SOURCE ROCK POTENTIAL OF ORGANIC-RICH SHALES IN THE TERTIARY BHUBAN AND BOKA BIL FORMATIONS, BENGAL BASIN, BANGLADESH

Md. Farhaduzzaman1*,  Wan Hasiah Abdullah1, Md. Aminul Islam2 and  M. J. Pearson3

1 Department of Geology, Faculty of Science, University of Malaya, 50603 Kuala Lumpur, Malaysia.

2 Department of Petroleum Geoscience, Faculty of Science, Universiti Brunei Darussalam, Gadong BE1410, Brunei.

3Department of Geology and Petroleum Geology, University of  Aberdeen,  King’s College,  AberdeenAB24 3UE.

*Corresponding author, email: farhadgeo@gmail.com
farhad.geo@siswa.um.edu.my

Sandstones in the Miocene Bhuban and Lower Pliocene Boka Bil Formations contain all of the hydrocarbons so far discovered in the Bengal Basin, Bangladesh. Organic-rich shale intervals in these formations have source rock potential and are the focus of the present study which is based on an analysis of 36 core samples from wells in eight gasfields in the eastern Bengal Basin. Kerogen facies and thermal maturity of these shales were studied using standard organic geochemical and organic petrographic techniques.
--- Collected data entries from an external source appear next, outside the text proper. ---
PR #1468, opened 2018-02-26
bash-completion: Remove `admin` completions

cgwalters:
The `admin` commandline should be considered a demo; I just added
the `pin` command *mostly* so we could use it for unit tests, although
I can imagine other people using it.

But maintaining completions is a lot of overhead right now, let's not
do it for `admin`.

The other command line options that operate on repos we will definitely maintain
since they're used in releng contexts.


bash/ostree
```diff
@@ -180,542 +180,6 @@ _ostree_ostree() {
...
-            ;;
-        *)
-            COMPREPLY=( $( compgen -W "$subcommands" -- "$cur" ) )
-            ;;
-    esac
-
-    return 0
-}
-
-_ostree_cat() {
```
jlebon: Looks like we're nixing `ostree cat` too here. :crying_cat_face:

cgwalters: Hah, excellent use of the sad cat emoji! :smile:   Fixup :arrow_down:

jlebon:
@rh-atomic-bot r+ 8ab48e4

PR #1662, opened 2018-06-29
ci/flatpak: Fix to use built ostree version

cgwalters:
Noticed as part of a random failure in this PR:
https://github.com/ostreedev/ostree/pull/1655
that we weren't actually testing the version of ostree
we built in git.  Probably we should be generating RPMs but...later.


jlebon:
I pushed a fixup to drop the `pkg_install_testing`; we're overwriting it anyway, so it doesn't matter if it's from the stable repos.

@rh-atomic-bot r+ c844e41

jlebon:
@rh-atomic-bot r+ 88c89bd

jlebon:
@rh-atomic-bot retry

PR #1665, opened 2018-07-01
boot: Use emergency.target, not emergency.service

akiernan:
Follow systemd units in using emergency.target, not emergency.service
(which is the sole unit, by default, in emergency.target) so we can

Organic matter is dominated by Type III kerogen with lesser amounts of Type II. TOC is 0.16-0.90 wt % (Bhuban Formation) and 0.15-0.55 wt % (Boka Bil Formation) and extractable organic matter (EOM) is 132-2814 ppm and 235-1458 ppm, respectively. The hydrogen index is 20-181 mg HC/g TOC in the Bhuban shales and 35-282 mg HC/ g TOC in the Boka Bil shales. Vitrinite was the dominant maceral group observed followed by liptinite and inertinite. Gas chromatographic parameters including the C/S ratio, n-alkane CPI, Pr/Ph ratio, hopane Ts/Tm ratio and sterane distribution suggest that the organic matter in both formations is mainly derived from terrestrial sources deposited in conditions which alternated between oxic and sub-oxic. The geochemical and petrographic results suggest that the shales analysed can be ranked as poor to fair gas-prone source rocks. The maturity of the samples varies, and vitrinite reflectance ranges from 0.48 to 0.76 %VRr. Geochemical parameters support a maturity range from just pre- oil window to mid- oil window.